C’est la première incursion de Nina Allan sur les terres du roman noir, mais ses lecteurs ne seront pas dépaysés. L’autrice, elle-même résidente de la superbe île de Bute, s’approprie le genre, avec son style propre et ses marottes. Aussi, dans cette sorte d’étrange «polar de terroir» (mais de haute volée!) façon Trois crimes à Ploumanac’h, ce genre cher à nos voisins (non, pas les fées et les lutins, cette fois…), elle fissure une nouvelle fois le réel, et mêle ses personnages fictifs tourmentés à de célèbres scientifiques ou au peintre anglais fou et parricide Richard Dadd.

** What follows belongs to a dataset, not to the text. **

Issue #30, opened 2015-09-15
ember-cp-validations adds about 193 Kb to the vendor.js file size (minimized)


ivanvotti:
The library including its dependencies can be too heavy for projects that don't use `lodash` and `moment.js`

Non sans mener en bateau (plutôt en ferry, ici) le lecteur fasciné –«Toute intrigue policière doit comporter une fausse piste, c’est la règle», rappelle Cath… Avec, toujours, cette justesse dans les dialogues et cette propension à entrer dans la tête de ses personnages. Cath est du reste si hantée par la mort de Shirley que celle-ci l’interrompt régulièrement dans ses pensées.

Si les dernières pages laissent penser que le crime a finalement été élucidé, Nina Allan laisse volontairement planer le doute sur de nombreux éléments de l’intrigue que, d’ailleurs, elle ne résout pas. De quoi autoriser les lecteurs un brin rêveurs à se laisser aller à des interprétations très personnelles et… folkloriques.

Maria Pourchet

Stock, 336 p.

Après l’amour, qu’elle a scruté sous bien des formes, souvent il y a la rupture. C’est elle que Maria Pourchet décortique dans Tressaillir, une rupture qui, loin d’être un geste sec, s’éprouve au fil du temps. Michelle part, elle quitte Sirius, ou plutôt s’en arrache, y laissant quelques lambeaux d’elle-même. La séparation va réveiller la peur viscérale qui l’étreint depuis sa plus tendre enfance, une peur qui est comme un mécanisme de survie, et qu’elle explorera en rentrant chez elle, dans la forêt, ce départ se doublant alors d’un retour.

Laurent Mauvignier

Editions de Minuit, 752 p.

Dans une magnifique langue proustienne qui rend palpable la fuite du temps, Laurent Mauvignier escalade son arbre généalogique. De la branche la moins haute aux aïeux lointains, l’auteur ressuscite les morts, certains fameux, certains encombrants, qui dorment dans les commodes de la grande maison vide mais pleine de secrets, d’images et de souvenirs. Avec pudeur, au gré des réminiscences, il questionne la mémoire, le poids de l’hérédité, s’approchant au plus près de ces ombres sans en percer tous les mystères car, comme le confia un jour sa grand-mère, «les gens, tu sais, même les plus proches… les proches aussi… tous les gens sont des étrangers».

Adam Rapp

Seuil. Traduit de l’anglais (Etats-Unis) par Sabine Porte. 512 p.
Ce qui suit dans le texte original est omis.